If SHE is bright enough, she will understand! Convert her to flashaholism!


----------



## Luna (Jan 5, 2006)

h_nu said:


> *If SHE is bright enough*, she will understand! Convert her to flashaholism!



There is the problem that drives us toward planckian emission sources!


----------



## :)> (Jan 5, 2006)

I'll keep you posted on her response when she sees the bank statement showing the purchase of an M3T and a U2 this month...

I thought I had big problems until I started reading the posts at CPF... It looks like I am not the only one with this condition.


----------



## GadgetTravel (Jan 5, 2006)

If you can find a Prada bag for $300 please let me know. The last two my wife got were over a grand each. But yes, apart from the details, the plan does work. Im my case I also started buying flashlights instead of my most recent bing purchases, watches. After the last two watches I got, a Jaeger LeCoultre and a Nomos she told me she didnt care about me getting lights, at least Im not bugging her about watches. To put the icing on the cake, her HDS B42 GT just came in today because she said she wanted something adjustable because her QIII was too bright sometimes. She didnt even say anything when I ordered the HDS U60 XRGT. Move, feint and two way bribe


----------



## my name is fake (Jan 5, 2006)

GadgetTravel said:


> If you can find a Prada bag for $300 please let me know. The last two my wife got were over a grand each. But yes, apart from the details, the plan does work. Im my case I also started buying flashlights instead of my most recent bing purchases, watches.
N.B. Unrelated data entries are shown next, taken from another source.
PR #303, opened 2018-12-11
added passage explaining conditional branches and misaligned accesses

benjaminselfridge:
There is currently no explanation, within the Conditional Branches section, of how branches to misaligned addresses work in the absence of C. My understanding is that if the branch is taken, a misaligned exception should be raised, but if it is not taken, then an exception is not raised.

I have added two brief paragraphs explaining this; it could be merged now if it is deemed correct. If it is not correct, can someone correct it and add the correct explanation?

### DIFF
--- a/src/rv32.tex
+++ b/src/rv32.tex
@@ -946,6 +946,19 @@ allowing the branch and following instructions to be executed
 speculatively and out-of-order with respect to other code~\cite{ibmpower7}.
 \end{commentary}
 
+All conditional branch instructions will generate an
+instruction-address-misaligned exception if the target address is not
+aligned to a four-byte boundary, whenever the result of executing the
+instruction would be to take the jump (i.e. if the branch condition is
+true). If the branch condition is false, a misaligned address
+exception will not be raised.
+
+\begin{commentary}
+Instruction-address-misaligned exceptions are not possible on machines
+that support extensions with 16-bit aligned instructions, such as the
+compressed instruction-set extension, C.
+\end{commentary}
+
 \section{Load and Store Instructions}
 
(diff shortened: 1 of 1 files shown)


benjaminselfridge:
I have no idea why the CI build failed, it works fine on my system and all I did was add a couple paragraphs.

aswaterman:
There is already some text to this effect:

    \section{Base Instruction Formats}
    
    In the base RV32I ISA, there are four core instruction formats
    (R/I/S/U), as shown in Figure~\ref{fig:baseinstformats}.  All are a
    fixed 32 bits in length and must be aligned on a four-byte boundary in
    memory.  An instruction-address-misaligned exception is generated on a
    taken branch or unconditional jump if the target address is not
    four-byte aligned.  This exception is reported on the branch or jump
    instruction, not on the target instruction.  No
    instruction-address-misaligned exception is generated for a
    conditional branch that is not taken.

benjaminselfridge:
Yes, which is how I discovered it; I am proposing to add this text somewhere in the Conditional Branch section itself, as it is currently included in the unconditional jump section, but not in the conditional branch section (which caused me, initially, to believe that conditional branches never raised misaligned exceptions).

aswaterman:
Ah, I didn't realize we explicitly said this for unconditional jumps but not conditional branches.  That asymmetry is confusing.

benjaminselfridge:
Yeah; I suppose you could either add some text, or delete the text in the unconditional branch section.

aswaterman:
I'm going to err on the side of redundancy in this case, and merge your PR with slightly tweaked wording.

PR #309, opened 2018-12-20
Suggest gp as the base for a millicode library

brucehoult:
This is likely to be available on more systems. For example HiFive1 :-)

On Linux you could potentially put an execute-only page at address 0, but I think it's better to put an execute-only page with millicode routines (.stext?) at the TOP of the page (the -msave-restore routines are currently 96 bytes), followed by R/W page(s) with .sdata, then .data and point GP at 2048 bytes above the start of the millicode.

### DIFF
--- a/src/rv32.tex
+++ b/src/rv32.tex
@@ -769,7 +769,9 @@ address will usually quickly raise an exception.
 When used with a base {\em rs1}$=${\tt x0}, JALR can be used to implement
 a single instruction subroutine call to the lowest \wunits{2}{KiB} or highest
 \wunits{2}{KiB} address region from anywhere in the address space, which could
-be used to implement fast calls to a small runtime library.
+be used to implement fast calls to a small runtime library. If the ABI in use
+has a Global Pointer register ({\em rs1}$=${\tt x3} in the standard calling
+convention) this could also be used.
 \end{commentary}
 
 The JAL and JALR instructions will generate an


aswaterman:
I concur there are circumstances where this makes sense, but I think it's actually too boutique to mention here, for a few reasons:

- In the current ABIs, gp points to the middle of a writable data section.  In systems with memory protection, you wouldn't want to intermix code and data.  This can be ameliorated with more ABI complexity, but...

- ...I don't want to give security-conscious readers the impression we don't know what we're doing.  To dispel that concern would require more descriptive complexity.

- In many situations, the millicode library can be within reach of JAL.  Other things being equal, it's better to favor JAL over JALR, since JAL is easier to accelerate in hardware.

- It's not clear that reducing the amount of gp displacement available for data addressing is a win.

brucehoult:
It's great if JAL will reach, but binaries over 1 MB are not uncommon and it's a real tragedy if you get an AUIPC/JALR instead, in almost every function. You could try to sprinkle multiple copies of these 96 bytes every 2 MB through the program -- that's trivial expansion compared to the several percent savings from using them. But it seems like a big job to get the tools to do this.

I covered how to handle the X^W issue in my initial comment here. That could be moved into the actual document to show we *so* know what we're doing.

If it's only the save-restore millicode then gp data addressing is reduced to 97.65% of what it is now. I would be *very* surprised if bytes 4000-4095 of .data are statically or dynamically directly addressed more often than the save-restore code.

By the way, I've found that on HiFive1 CoreMark with -msave-restore runs 0.4% *FASTER* as well as being 0.35% smaller.

aswaterman:
I'll reword in a way that avoids most of my concerns.

brucehoult:
Sadly, using c.jal and sprinkling copies every 4 KB in a binary costs 2.3% overhead .. which is probably as much as the space savings in the functions. And only works in 32 bit.

Sprinkling plain J instructions to four save and four restore functions would be 32 bytes instead of 96. A saving, but at even more time overhead.

brucehoult:
Cheers.

PR #310, opened 2018-12-20
Update commentary to reflect MIPS r6 conditional branches

brucehoult:


aswaterman:
Good suggestion.  Merging with a slight tweak: I'm going to keep saying "MIPS" instead of "MIPS pre-R6", because that's the convention in the rest of the document and I don't want to add clutter.

aswaterman:
Merged manually via 87e4ae880bb3169a1128ad9fa2bcdac91a1219e4

PR #312, opened 2018-12-20
Add commentary on sufficiency of rv128

brucehoult:
A little bit whimsical :-)

Could add comment that even quite sparse usage will not exhaust it quickly.

Calculation (Python):

    ((2**128 # bytes
    *8 # bits
    /6.022e23 # moles
    *12 # grams
    /3.51 # CCs
    /(4.0/3*3.1416*0.5**3) # volume of a sphere inscribed in a unit cube
    )**(1.0/3) # cm
    /100 # m
    /1609.344) #miles

### DIFF
--- a/src/rv128.tex
+++ b/src/rv128.tex
@@ -33,6 +33,10 @@ segmentation, 96-bit address spaces, and software workarounds, until,
 finally, flat 128-bit address spaces will be adopted as the simplest
 and best solution.
 
+If you could somehow store one bit of information in every atom of a
+diamond, storing $2^{128}$ bytes would require a diamond almost exactly
+two miles in diameter --- 128 bits ought to be enough for anybody.
+
 We have not frozen the RV128 spec at this time, as there might be need
 to evolve the design based on actual usage of 128-bit address spaces.
 \end{commentary}


jim-wilson:
2 miles?  I'd prefer 3.2km in a technical document.

brucehoult:
That would certainly be more natural for me, but I'm not American :-) Or "over 3000m"

aswaterman:
It is a little too glib of a remark.   Because one application of the extra bits is tagging, rather than addressing, it's not abundantly clear that it will be enough for any purpose.

brucehoult:
If you use 32 bits (!!) for tags or sparse address space, 96 bits still needs a diamond 1.9m in diameter under the same assumptions.

OK, so it could be a bit less whimsical and/or glib (if you mean the reference to Bill Gates' 640 KB remark), but I think there should be some kind of words about whether and why 128 bits is probably enough for a long long time.

256 bits would need a diamond 2.2 light years in diameter, .

kersten1:
Why do I suddenly want to use a Twinkie? (Ghostbusters reference)

In all seriousness, what can we do here? Could go with a bit/maximum integer table, but that doesn't really express the size, which is what I think you are getting at here?

Don't want to link to Wikipedia, but is there an idea in [here](https://en.wikipedia.org/wiki/128-bit_computing) that we can grab? (nice call out to RISC-V as well).

Or we could do a "wanna learn more about 128 bit, see .... )  But I'm not sure what is a good, "official" location to link to. 

Else we can just close this PR.

@brucehoult thoughts? I'm trying to clear out zombie PRs.


| Bit | Maximum Integer |
| -- | -- |
| 16-bit | 65,535 |
| 32-bit | 4,294,967,295 |
| 64-bit | 18,446,744,073,709,551,615 |
| 128-bit | 340,282,366,920,938,463,463,374,607,431,768,211,455 |

aswaterman:
The way things are trending, I think we'll need to significantly rework the RV128 proposal.  In the meantime, it is causing some confusion and clutter in the specs.  So I think we might end up excising it altogether, then reviving it later.  With that in mind, we can probably close the RV128-centric PRs, as fun as they are.

kersten1:
Closing due to other rv128 work being discussed.

PR #315, opened 2018-12-20
Clarify use of C instructions between LR and SC

brucehoult:
Is it true? If not then substitute "but not" for "or"


aswaterman:
Yes, the C extension chapter covers it, but I think it’s better compartmentalized how it is now. (Just my opinion.)

PR #36, opened 2022-08-04
Support file access

### LINKED ISSUE #35: Support file access (from Permanent)
We need to handle the various file OPEN / CLOSE / READ requests and also load real data provided by the permanent API (or CDN in the case of file data).

slifty:
This PR adds support for loading files from Permanent via SFTP calls.

With this functionality added, running rclone against a permanent account should successfully download all data associated with that account.

Resolves #35


Fenn-CS (approved):
LGTM.

PR #40, opened 2022-09-23
Support authentication

### LINKED ISSUE #15: Set up Authentication
We want to allow SFTP users to authenticate using a fusion token.  This is *INSTEAD* of a username and password.

Right now the [authentication logic](https://github.com/PermanentOrg/sftp-service/blob/6246c7cb1f5081cf9d999454b056d3a6552cea71/src/classes/SshConnectionHandler.ts#L13-L29) is essentially a no-op.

After the last two watches I got, a Jaeger LeCoultre and a Nomos she told me she didnt care about me getting lights, at least Im not bugging her about watches. To put the icing on the cake, her HDS B42 GT just came in today because she said she wanted something adjustable because her QIII was too bright sometimes. She didnt even say anything when I ordered the HDS U60 XRGT. Move, feint and two way bribe


 
Your wife sure has expensive taste.


----------



## my name is fake (Jan 5, 2006)

:)> said:


> I'll keep you posted on her response when she sees the bank statement showing the purchase of an M3T and a U2 this month...
> 
> I thought I had big problems until I started reading the posts at CPF... It looks like I am not the only one with this condition.


 
rule no 1: NEVER reveal your bank statement to your significant other! 

BTW, im planning to get a M3T myself in the next few months...


----------



## :)> (Jan 5, 2006)

BTW, im planning to get a M3T myself in the next few months...

I was really impressed with the M3T. The only thing about it that was odd was that the beam was a ovalized. It looked as if the lamp assembly was a little crooked.


----------



## JasonC8301 (Jan 5, 2006)

GadgetTravel said:


> If you can find a Prada bag for $300 please let me know. The last two my wife got were over a grand each.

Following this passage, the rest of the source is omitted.